Task input START

PR #1689, opened 2026-06-12
fix(#1687): Gate 3b accepts any fc00::/7 ULA (drops hardcoded prefix from #1680)

### LINKED ISSUE #1687: ci(cd): Gate 3b fails on last-published router — harness hardcodes ULA prefix from #1680, old routers use auto-generated ULA
## Symptom

Master API/UI CD on main commit \`7ce197f2\` failing both Gate 3b jobs (ipk + apk):

\`\`\`
RuntimeError: client client1 missing IPv6 default route or ULA address in fdaa:bbbb:cccc::/48 after 30s.
The qemu LAN bridge is not carrying RA/SLAAC — see scripts/vm/uci-defaults/99-wifihaven and #1680.
--- client ip -6 addr/route ---
fdf8:cd30:bf17::/64 dev eth0 proto ra metric 1002 ...
\`\`\`

Run: https://github.com/wifihaven/wifihaven/actions/runs/27437472753

The router IS issuing RAs and the client IS getting a SLAAC address + default route — just under prefix \`fdf8:cd30:bf17::/48\`, not the hardcoded-expected \`fdaa:bbbb:cccc::/48\`.

## Root cause

PR #1682 (closing #1680) did two things together:
1. Added \`/etc/uci-defaults/99-wifihaven\` that sets \`network.globals.ula_prefix='fdaa:bbbb:cccc::/48'\` on first boot.
2. Updated the e2e harness (\`scripts/e2e/lib/vm.py:310\` \`ROUTER_ULA_PREFIX = "fdaa:bbbb:cccc"\`) to assert the client lands in that prefix.

Gate 3b explicitly boots the **last-published** router image (openwrt-latest, asymmetric-deploy test). That image was built BEFORE #1682 merged, so its uci-defaults don't set the deterministic prefix → OpenWRT falls back to auto-generated random ULA (\`fdf8:cd30:bf17\` etc., re-randomized per build). The harness assertion fails.

Compounding: Master Router CD is also red right now (see #1683 — agent doesn't poll policy after enrollment), so a new openwrt-latest won't publish to bring routers onto the deterministic prefix. Gate 3b stays red indefinitely until either Router CD recovers OR the harness loosens.

## Fix

**Loosen the harness assertion** — the actual test is "v6 traffic flows between client and router," not "v6 lands on a specific prefix." Hardcoding the prefix is a brittle implementation detail.

\`scripts/e2e/lib/vm.py:310\`:
\`\`\`python
- ROUTER_ULA_PREFIX = "fdaa:bbbb:cccc"
\`\`\`

Replace with either:
- (preferred) **Pull the actual ULA from the router** at fixture-setup time: \`ssh root@<router> uci get network.globals.ula_prefix\`; assert the client landed inside that prefix.
- (simpler) **Accept any ULA** (the IANA ULA range is fc00::/7): assert the client has at least one IPv6 address in \`fc00::/7\` AND a default-route via the router. Drop the specific-prefix check entirely.

The simpler form is sufficient — the test's purpose is "v6 plumbed end-to-end," and any ULA satisfies that.

## Acceptance

- Gate 3b ipk + apk pass on the current main without changing the last-published router image.
- The check still catches a genuine "client has no v6 at all" failure (the original intent of #1680).
- A small follow-up note in \`docs/architecture.md\` or wherever the e2e gates are documented: harness assumptions about router state must be derived from the live router, not hardcoded.

## Related

- #1680 / PR #1682 — introduced the hardcoded ULA in the harness
- #1683 — Master Router CD red (agent doesn't poll policy); blocks the alternative path of "wait for openwrt-latest to update"
- AGENTS.md §single-source-of-truth — hardcoded-expected ULA in two places (uci-defaults AND harness) is the divergence shape we collapse on sight

sameerparekh:
Closes #1687.

## Root cause

PR #1682 (closing #1680) added `/etc/uci-defaults/99-wifihaven` to write a deterministic ULA prefix `fdaa:bbbb:cccc::/48` on freshly built routers AND hardcoded that same prefix in `scripts/e2e/lib/vm.py:ROUTER_ULA_PREFIX` so the Gate 2 client-v6 assertion could pin it. Gate 3b explicitly boots the **last-published** router image (asymmetric-deploy test) — that image was built before #1682 merged, so its uci-defaults never write the deterministic prefix and OpenWRT falls back to a per-build random ULA (`fdf8:cd30:bf17::/48` in the failing run). v6 IS plumbed end-to-end; the harness was checking the wrong invariant.

The fix: drop the hardcoded prefix and accept any ULA in `fc00::/7` (RFC 4193) — that's what "client got a v6 ULA from the router" actually means. The new pure function `v6_ula.client_has_ula_address` is unit-covered (`scripts/e2e/lib/test_v6_ula.py`); `_assert_v6_link_local_ready` now AND-gates a `dev eth0` default route with the loosened ULA check.

## Compounding with #1683

Master Router CD is also red (#1683 — unblocked by 7db78029, still rolling out). Without this PR, Gate 3b would stay red until a new openwrt-latest with the deterministic ULA publishes; with it, API/UI CD recovers immediately without waiting on the router CD lane.

## #1680's regression catch is preserved

The original purpose of the assertion — "client got a v6 default route AND a global-scope ULA from the router via RA/SLAAC" — is still pinned, just by membership in fc00::/7 instead of by string match. The unit suite has explicit cases for:

- accepts deterministic prefix (Gate 2)
- accepts random ULA (Gate 3b)
- rejects no v6 at all (the #1680 regression shape)
- rejects link-local only
- rejects GUA only

## §single-source-of-truth note

The earlier hardcoded prefix lived in two places: `scripts/vm/uci-defaults/99-wifihaven` and `scripts/e2e/lib/vm.py`. The fix collapses them — neither side needs to know the literal value any more, because the assertion describes the functional property (any ULA) rather than mirroring a config value. Updated the uci-defaults comment to match.

## Test plan

- [x] `python3 -m pytest scripts/e2e/lib/test_v6_ula.py` — 6 passed (deterministic, random, fc00 half, no-v6, link-local-only, GUA-only)
- [ ] Master API/UI CD passes Gate 3b on the next run against this branch's merge
- [ ] Gate 2 still green (new routers — deterministic prefix is still a ULA, so the loosened check passes)

### DIFF
--- a/scripts/e2e/lib/test_v6_ula.py
+++ b/scripts/e2e/lib/test_v6_ula.py
@@ -1,0 +1,72 @@
+"""Unit cover for the #1687 fix: the Gate 3b client-v6 check must accept
+ANY ULA (fc00::/7 per RFC 4193), not a hardcoded prefix.
+
+Before #1687, the harness asserted the client landed in `fdaa:bbbb:cccc::/48`
+(the prefix `/etc/uci-defaults/99-wifihaven` writes on a freshly built
+router). That broke Gate 3b, which boots the last-published router image —
+older builds use OpenWRT's auto-generated random ULA, so the check failed
+even though v6 was fully plumbed end-to-end.
+
+The check's real intent (from #1680) is "client got a v6 ULA from the
+router via RA/SLAAC" — any ULA satisfies that. Run standalone:
+
+    python3 -m pytest scripts/e2e/lib/test_v6_ula.py
+"""
+from __future__ import annotations
+
+from v6_ula import client_has_ula_address
+
+
+# Real `ip -6 addr show eth0` output shape, abridged.
+def _addr_output(*global_addrs: str) -> str:
+    lines = [
+        "2: eth0: <BROADCAST,MULTICAST,UP,LOWER_UP> mtu 1500 state UP qlen 1000",
+        "    inet6 fe80::5054:ff:fe12:3456/64 scope link",
+        "       valid_lft forever preferred_lft forever",
+    ]
+    for a in global_addrs:
+        lines.append(f"    inet6 {a} scope global dynamic")
+        lines.append("       valid_lft 1800sec preferred_lft 1800sec")
+    return "\n".join(lines)
+
+
+def test_accepts_deterministic_ula_from_99_wifihaven():
+    """The Gate 2 case: new router image, deterministic prefix from
+    scripts/vm/uci-defaults/99-wifihaven."""
+    out = _addr_output("fdaa:bbbb:cccc::1/64")
+    assert client_has_ula_address(out) is True
+
+
+def test_accepts_random_ula_from_last_published_router():
+    """The Gate 3b case (#1687): older router image, OpenWRT-generated
+    random ULA. Must still pass — any ULA is fine."""
+    out = _addr_output("fdf8:cd30:bf17::1/64")
+    assert client_has_ula_address(out) is True
+
+
+def test_accepts_fc00_half_of_the_range():
+    """fc00::/7 is fc00::/8 plus fd00::/8. The fd00 half is the only one
+    in practical use today, but the check must not reject fc00 either."""
+    out = _addr_output("fc12:3456:7890::1/64")
+    assert client_has_ula_address(out) is True
+
+
+def test_rejects_no_v6_at_all():
+    """Preserve #1680's intent: a client with no v6 ULA must still fail
+    the check (catches a genuine RA/SLAAC regression)."""
+    out = "2: eth0: <BROADCAST,MULTICAST,UP,LOWER_UP>\n    inet6 fe80::1/64 scope link"
+    assert client_has_ula_address(out) is False
+
+
+def test_rejects_only_link_local():
+    """Link-local fe80::/10 is not a ULA — must not satisfy the check."""
+    out = _addr_output()  # only the link-local line
+    assert client_has_ula_address(out) is False
+
+
+def test_rejects_only_gua():
+    """A global unicast (2000::/3) is not a ULA — must not satisfy.
+    (In practice the qemu LAN bridge never sees a GUA, but the check
+    should reject it cleanly rather than spuriously pass.)"""
+    out = _addr_output("2001:db8::1/64")
+    assert client_has_ula_address(out) is False
--- a/scripts/e2e/lib/test_v6_ula.py
+++ b/scripts/e2e/lib/test_v6_ula.py
@@ -34,34 +34,34 @@ def test_accepts_deterministic_ula_from_99_wifihaven():
     """The Gate 2 case: new router image, deterministic prefix from
     scripts/vm/uci-defaults/99-wifihaven."""
     out = _addr_output("fdaa:bbbb:cccc::1/64")
-    assert client_has_ula_address(out) is True
+    assert client_has_ula_address(out)
 
 
 def test_accepts_random_ula_from_last_published_router():
     """The Gate 3b case (#1687): older router image, OpenWRT-generated
     random ULA. Must still pass — any ULA is fine."""
     out = _addr_output("fdf8:cd30:bf17::1/64")
-    assert client_has_ula_address(out) is True
+    assert client_has_ula_address(out)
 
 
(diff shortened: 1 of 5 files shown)


sameerparekh:
## Independent PR review — #1689

Scope: `git diff origin/main...HEAD` against the 8 dimensions in `docs/pr-review-checklist.md`.

### BLOCKERS

(none)

### SHOULD-FIX

(none)

### NITS

1. `scripts/e2e/lib/vm.py:315` — `from .v6_ula import client_has_ula_address` is a mid-file import. There is already one other mid-file import in this file (line 19, `from .sh import …`), so this matches local precedent — but if a cleanup pass ever consolidates imports at the top, this one should join it.
2. `scripts/e2e/lib/vm.py:328-338` — the probe now makes two SSH calls per iteration (route + addr) instead of one `&&`-joined shell pipeline. Functionally equivalent and easier to read; the extra SSH round-trip per 2s tick is unmeasurable. Worth keeping as-is — flagging only so a future cleanup doesn't "optimize" back to the inline `grep -q` form and re-introduce the brittle string-match.
3. `scripts/e2e/lib/test_v6_ula.py:38,45,52,58,64,71` — `assert x is True/False` works but `assert x` / `assert not x` is the conventional pytest style. Cosmetic.

### Dimension-by-dimension

- **§1 SSOT.** *Improves* SSOT — collapses the two hardcoded mirrors (`vm.py:ROUTER_ULA_PREFIX` + the uci-default value) onto a single functional invariant ("any ULA"). No new keep-in-sync coupling introduced. ✅
- **§2 Testing integrity.** TDD red→green is visible in commit history (`1564fca0` RED, `283ecf7c` GREEN). The regression test for #1680's intent ("no v6 at all" still fails the check) is retained explicitly (`test_rejects_no_v6_at_all`). No existing assertion was weakened — only a hardcoded string-prefix check was replaced by a more general predicate covered by 6 cases incl. negative ones. Bug-fix-with-failing-test confirmed. ✅
- **§3 Architectural invariants.** Test-harness only. No router/agent decision logic added; snapshot wire vocabulary untouched; no DNS-as-enforcement reasoning. ✅
- **§4 Wire contract.** N/A — no wire-visible shapes change. ✅
- **§5 Migrations.** None. ✅
- **§6 Metrics + dashboard.** N/A — no emitted series added. ✅
- **§7 Scope / hygiene.** Focused diff (4 files, all e2e harness). No AI/Claude mentions in commits or PR body. Branch diffed three-dot vs `origin/main`. ✅
- **§8 Security.** N/A — no auth, SQL, or secret surfaces touched. ✅

### VERDICT: APPROVE

Replaces a hardcoded ULA prefix with an `fc00::/7` membership check, unblocking Gate 3b on the last-published router image without weakening #1680's "v6 plumbed end-to-end" guarantee. Two prior hardcoded mirrors (harness + uci-default) collapse to one functional predicate, covered by 6 unit cases including the original "no v6 at all" regression shape. Test-only / e2e-harness scope — no wire, snapshot, or enforcement code touched.

sameerparekh:
## Independent PR review — #1689 (re-run)

Prior reviewed-sha: `283ecf7c`. Delta: `git diff 283ecf7c...HEAD` — `scripts/e2e/lib/test_v6_ula.py` only, `is True`/`is False` → bare `assert` / `assert not`.

### Prior findings status

| # | Class | File:line | Status |
|---|-------|-----------|--------|
| 1 | NIT | `scripts/e2e/lib/vm.py:315` mid-file import | NOT-ADDRESSED (intentional — matches local precedent at line 19) |
| 2 | NIT | `scripts/e2e/lib/vm.py:328-338` two-SSH probe shape | NOT-ADDRESSED (intentional — keeps brittle inline `grep -q` from coming back) |
| 3 | NIT | `scripts/e2e/lib/test_v6_ula.py` `is True`/`is False` style | ADDRESSED (commit `72dbf2e7`) |

No prior BLOCKERs or SHOULD-FIXes.

### New findings from delta

(none)

### VERDICT: APPROVE

NIT-only delta: tightens the unit-test idiom to bare `assert` / `assert not`. All 6 ULA cases still pass. No new findings; no open BLOCKER.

Task input END

Exercise brief - In the listing above, find the line containing "The router IS" and the line containing "- (preferred) **Pull". Output them and every line between, exactly, and nothing else.

Result of this task -
The router IS issuing RAs and the client IS getting a SLAAC address + default route — just under prefix \`fdf8:cd30:bf17::/48\`, not the hardcoded-expected \`fdaa:bbbb:cccc::/48\`.

## Root cause

PR #1682 (closing #1680) did two things together:
1. Added \`/etc/uci-defaults/99-wifihaven\` that sets \`network.globals.ula_prefix='fdaa:bbbb:cccc::/48'\` on first boot.
2. Updated the e2e harness (\`scripts/e2e/lib/vm.py:310\` \`ROUTER_ULA_PREFIX = "fdaa:bbbb:cccc"\`) to assert the client lands in that prefix.

Gate 3b explicitly boots the **last-published** router image (openwrt-latest, asymmetric-deploy test). That image was built BEFORE #1682 merged, so its uci-defaults don't set the deterministic prefix → OpenWRT falls back to auto-generated random ULA (\`fdf8:cd30:bf17\` etc., re-randomized per build). The harness assertion fails.

Compounding: Master Router CD is also red right now (see #1683 — agent doesn't poll policy after enrollment), so a new openwrt-latest won't publish to bring routers onto the deterministic prefix. Gate 3b stays red indefinitely until either Router CD recovers OR the harness loosens.

## Fix

**Loosen the harness assertion** — the actual test is "v6 traffic flows between client and router," not "v6 lands on a specific prefix." Hardcoding the prefix is a brittle implementation detail.

\`scripts/e2e/lib/vm.py:310\`:
\`\`\`python
- ROUTER_ULA_PREFIX = "fdaa:bbbb:cccc"
\`\`\`

Replace with either:
- (preferred) **Pull the actual ULA from the router** at fixture-setup time: \`ssh root@<router> uci get network.globals.ula_prefix\`; assert the client landed inside that prefix.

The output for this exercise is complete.